[EXERCISE PROMPT] Two lines in the data below mark the range: the one with "This PR includes" and the one with "- **intersectLasso** (performs". Return both, along with every line between them, exactly.

[WORKING DATA]
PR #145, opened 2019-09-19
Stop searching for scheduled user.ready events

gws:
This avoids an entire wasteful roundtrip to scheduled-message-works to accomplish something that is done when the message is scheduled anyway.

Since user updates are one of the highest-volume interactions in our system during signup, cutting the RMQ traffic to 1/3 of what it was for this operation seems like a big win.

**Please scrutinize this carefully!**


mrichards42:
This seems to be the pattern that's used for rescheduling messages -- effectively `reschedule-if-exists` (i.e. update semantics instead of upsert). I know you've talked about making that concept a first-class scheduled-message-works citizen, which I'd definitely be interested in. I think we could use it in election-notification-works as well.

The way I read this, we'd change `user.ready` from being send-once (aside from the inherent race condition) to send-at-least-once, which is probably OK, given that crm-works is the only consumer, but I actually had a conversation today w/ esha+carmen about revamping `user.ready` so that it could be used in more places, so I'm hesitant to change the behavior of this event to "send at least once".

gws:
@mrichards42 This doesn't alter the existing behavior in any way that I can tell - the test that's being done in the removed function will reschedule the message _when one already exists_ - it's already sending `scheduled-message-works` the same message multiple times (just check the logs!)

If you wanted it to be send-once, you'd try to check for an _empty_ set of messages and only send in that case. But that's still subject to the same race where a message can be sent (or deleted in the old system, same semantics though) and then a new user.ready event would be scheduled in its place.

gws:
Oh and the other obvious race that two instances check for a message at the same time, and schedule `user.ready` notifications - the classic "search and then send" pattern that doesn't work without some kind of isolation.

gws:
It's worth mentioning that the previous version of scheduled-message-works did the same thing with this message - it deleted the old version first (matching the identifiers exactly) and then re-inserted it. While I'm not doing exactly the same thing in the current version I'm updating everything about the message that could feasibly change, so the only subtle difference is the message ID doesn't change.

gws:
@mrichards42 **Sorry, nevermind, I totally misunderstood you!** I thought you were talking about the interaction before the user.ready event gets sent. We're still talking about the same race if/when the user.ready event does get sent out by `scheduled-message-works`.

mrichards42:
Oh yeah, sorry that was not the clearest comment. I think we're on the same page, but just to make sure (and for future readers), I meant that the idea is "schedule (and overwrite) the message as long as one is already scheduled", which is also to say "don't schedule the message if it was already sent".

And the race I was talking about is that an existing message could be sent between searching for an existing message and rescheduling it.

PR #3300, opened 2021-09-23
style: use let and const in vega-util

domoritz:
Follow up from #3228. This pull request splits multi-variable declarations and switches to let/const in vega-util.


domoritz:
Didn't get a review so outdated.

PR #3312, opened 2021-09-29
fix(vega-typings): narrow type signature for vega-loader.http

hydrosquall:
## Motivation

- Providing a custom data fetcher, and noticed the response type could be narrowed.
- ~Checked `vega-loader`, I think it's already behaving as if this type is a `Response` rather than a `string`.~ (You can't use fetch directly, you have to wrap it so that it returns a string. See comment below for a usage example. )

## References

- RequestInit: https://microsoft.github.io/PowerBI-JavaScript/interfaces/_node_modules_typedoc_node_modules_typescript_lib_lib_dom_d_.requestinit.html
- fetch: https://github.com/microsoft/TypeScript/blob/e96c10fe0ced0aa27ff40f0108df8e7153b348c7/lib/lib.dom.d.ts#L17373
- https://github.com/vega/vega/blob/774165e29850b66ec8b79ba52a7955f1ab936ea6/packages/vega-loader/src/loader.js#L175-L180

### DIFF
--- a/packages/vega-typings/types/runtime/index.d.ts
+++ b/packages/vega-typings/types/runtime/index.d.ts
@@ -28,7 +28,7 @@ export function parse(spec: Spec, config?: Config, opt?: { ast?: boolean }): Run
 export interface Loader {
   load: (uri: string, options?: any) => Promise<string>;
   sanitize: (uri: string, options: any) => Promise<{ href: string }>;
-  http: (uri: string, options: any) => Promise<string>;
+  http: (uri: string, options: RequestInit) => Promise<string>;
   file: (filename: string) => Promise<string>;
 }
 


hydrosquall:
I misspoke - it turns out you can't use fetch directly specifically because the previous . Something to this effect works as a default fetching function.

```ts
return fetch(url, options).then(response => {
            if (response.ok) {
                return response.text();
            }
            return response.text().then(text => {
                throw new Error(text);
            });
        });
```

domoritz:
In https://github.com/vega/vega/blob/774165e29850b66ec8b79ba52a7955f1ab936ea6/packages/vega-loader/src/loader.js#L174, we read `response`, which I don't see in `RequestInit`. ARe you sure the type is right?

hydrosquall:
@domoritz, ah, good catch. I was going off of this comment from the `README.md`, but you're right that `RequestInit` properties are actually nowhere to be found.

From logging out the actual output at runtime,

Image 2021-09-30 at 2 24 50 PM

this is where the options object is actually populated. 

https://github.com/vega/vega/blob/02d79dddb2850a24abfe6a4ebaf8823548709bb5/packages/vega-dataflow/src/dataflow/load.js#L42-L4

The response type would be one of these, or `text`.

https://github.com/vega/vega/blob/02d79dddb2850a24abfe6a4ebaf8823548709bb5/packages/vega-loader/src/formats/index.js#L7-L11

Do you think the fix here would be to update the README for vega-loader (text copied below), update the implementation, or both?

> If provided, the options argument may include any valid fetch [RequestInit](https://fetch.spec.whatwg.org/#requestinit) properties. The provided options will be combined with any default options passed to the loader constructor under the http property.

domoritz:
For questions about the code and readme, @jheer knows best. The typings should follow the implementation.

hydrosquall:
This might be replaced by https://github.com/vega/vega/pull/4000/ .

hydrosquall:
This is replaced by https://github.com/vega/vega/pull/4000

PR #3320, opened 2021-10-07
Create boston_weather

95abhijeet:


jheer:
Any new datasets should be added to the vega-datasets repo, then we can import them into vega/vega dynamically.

--

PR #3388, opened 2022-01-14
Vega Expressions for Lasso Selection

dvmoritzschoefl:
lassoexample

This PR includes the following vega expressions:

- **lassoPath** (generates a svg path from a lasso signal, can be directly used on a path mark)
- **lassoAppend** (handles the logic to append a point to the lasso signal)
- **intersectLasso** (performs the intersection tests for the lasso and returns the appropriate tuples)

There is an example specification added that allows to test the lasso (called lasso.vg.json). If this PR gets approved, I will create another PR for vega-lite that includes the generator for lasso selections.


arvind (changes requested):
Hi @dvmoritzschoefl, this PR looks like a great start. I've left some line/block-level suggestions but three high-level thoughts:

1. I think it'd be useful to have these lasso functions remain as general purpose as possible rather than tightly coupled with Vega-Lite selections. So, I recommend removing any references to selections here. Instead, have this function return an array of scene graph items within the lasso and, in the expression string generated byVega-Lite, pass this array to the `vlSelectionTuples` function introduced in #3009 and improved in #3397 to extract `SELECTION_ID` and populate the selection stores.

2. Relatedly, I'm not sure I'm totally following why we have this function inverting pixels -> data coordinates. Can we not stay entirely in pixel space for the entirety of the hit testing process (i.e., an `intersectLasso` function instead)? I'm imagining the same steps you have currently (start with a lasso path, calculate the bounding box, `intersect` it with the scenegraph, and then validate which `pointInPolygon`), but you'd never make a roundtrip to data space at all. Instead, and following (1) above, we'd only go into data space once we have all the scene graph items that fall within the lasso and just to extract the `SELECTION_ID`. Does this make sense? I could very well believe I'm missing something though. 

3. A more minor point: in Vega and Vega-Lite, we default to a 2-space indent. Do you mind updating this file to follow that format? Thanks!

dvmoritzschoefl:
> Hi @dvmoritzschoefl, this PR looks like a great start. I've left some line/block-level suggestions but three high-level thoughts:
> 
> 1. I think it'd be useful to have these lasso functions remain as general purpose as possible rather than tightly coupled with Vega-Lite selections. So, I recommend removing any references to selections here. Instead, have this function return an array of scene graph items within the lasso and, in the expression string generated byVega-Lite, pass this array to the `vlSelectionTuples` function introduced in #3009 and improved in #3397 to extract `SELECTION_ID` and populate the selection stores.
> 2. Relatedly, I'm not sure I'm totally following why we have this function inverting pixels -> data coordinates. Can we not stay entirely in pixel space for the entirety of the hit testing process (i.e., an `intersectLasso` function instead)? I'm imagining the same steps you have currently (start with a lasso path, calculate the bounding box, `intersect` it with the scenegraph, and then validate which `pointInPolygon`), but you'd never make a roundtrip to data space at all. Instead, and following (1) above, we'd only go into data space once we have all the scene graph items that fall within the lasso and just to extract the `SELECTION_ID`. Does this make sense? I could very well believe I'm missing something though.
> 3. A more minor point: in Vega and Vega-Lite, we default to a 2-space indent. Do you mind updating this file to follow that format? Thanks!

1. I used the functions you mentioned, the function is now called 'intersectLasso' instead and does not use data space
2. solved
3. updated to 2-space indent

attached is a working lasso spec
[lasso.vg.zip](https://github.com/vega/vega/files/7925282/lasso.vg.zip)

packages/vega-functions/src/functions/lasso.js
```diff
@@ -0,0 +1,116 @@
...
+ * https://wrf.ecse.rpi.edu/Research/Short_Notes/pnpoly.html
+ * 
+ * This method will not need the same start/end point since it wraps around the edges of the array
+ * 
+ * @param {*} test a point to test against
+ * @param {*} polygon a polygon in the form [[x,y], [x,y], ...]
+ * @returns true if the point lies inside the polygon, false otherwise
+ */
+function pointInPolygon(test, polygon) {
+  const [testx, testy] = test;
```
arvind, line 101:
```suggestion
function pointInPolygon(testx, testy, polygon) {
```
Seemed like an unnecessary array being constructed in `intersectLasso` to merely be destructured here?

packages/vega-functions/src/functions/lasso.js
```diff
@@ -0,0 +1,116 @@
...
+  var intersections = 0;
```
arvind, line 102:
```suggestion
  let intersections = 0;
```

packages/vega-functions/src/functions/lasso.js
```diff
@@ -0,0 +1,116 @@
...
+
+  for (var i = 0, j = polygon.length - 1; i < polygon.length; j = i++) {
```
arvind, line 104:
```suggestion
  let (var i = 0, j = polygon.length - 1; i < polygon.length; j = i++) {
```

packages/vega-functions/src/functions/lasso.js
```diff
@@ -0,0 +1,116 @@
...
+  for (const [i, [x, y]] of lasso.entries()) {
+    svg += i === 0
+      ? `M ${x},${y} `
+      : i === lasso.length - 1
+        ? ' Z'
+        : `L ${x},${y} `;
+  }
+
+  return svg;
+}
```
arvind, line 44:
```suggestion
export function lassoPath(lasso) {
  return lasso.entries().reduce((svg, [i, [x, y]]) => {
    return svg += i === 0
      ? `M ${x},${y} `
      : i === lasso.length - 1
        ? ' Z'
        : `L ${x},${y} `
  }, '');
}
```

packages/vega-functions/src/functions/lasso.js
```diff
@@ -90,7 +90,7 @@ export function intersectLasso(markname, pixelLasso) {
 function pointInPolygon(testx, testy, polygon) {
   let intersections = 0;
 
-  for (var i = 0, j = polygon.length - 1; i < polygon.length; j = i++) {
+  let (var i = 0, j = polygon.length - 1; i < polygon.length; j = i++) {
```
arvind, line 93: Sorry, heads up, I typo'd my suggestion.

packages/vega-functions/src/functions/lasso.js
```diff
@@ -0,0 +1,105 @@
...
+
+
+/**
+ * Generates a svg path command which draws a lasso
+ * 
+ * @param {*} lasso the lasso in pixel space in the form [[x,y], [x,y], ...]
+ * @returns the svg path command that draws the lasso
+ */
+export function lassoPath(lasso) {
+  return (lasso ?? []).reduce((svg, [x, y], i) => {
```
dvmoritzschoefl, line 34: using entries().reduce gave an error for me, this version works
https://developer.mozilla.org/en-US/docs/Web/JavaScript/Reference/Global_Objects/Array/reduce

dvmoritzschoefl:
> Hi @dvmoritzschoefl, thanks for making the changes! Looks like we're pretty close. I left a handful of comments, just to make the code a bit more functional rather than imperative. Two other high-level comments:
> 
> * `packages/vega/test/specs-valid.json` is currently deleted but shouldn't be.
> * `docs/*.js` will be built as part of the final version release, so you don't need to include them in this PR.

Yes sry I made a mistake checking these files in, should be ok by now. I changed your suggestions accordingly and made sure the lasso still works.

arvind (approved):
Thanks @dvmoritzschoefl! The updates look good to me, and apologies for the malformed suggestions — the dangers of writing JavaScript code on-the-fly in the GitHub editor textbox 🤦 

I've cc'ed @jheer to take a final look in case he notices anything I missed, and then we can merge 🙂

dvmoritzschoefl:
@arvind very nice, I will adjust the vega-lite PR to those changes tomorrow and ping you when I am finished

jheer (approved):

[RESULT BELOW]
This PR includes the following vega expressions:

- **lassoPath** (generates a svg path from a lasso signal, can be directly used on a path mark)
- **lassoAppend** (handles the logic to append a point to the lasso signal)
- **intersectLasso** (performs the intersection tests for the lasso and returns the appropriate tuples)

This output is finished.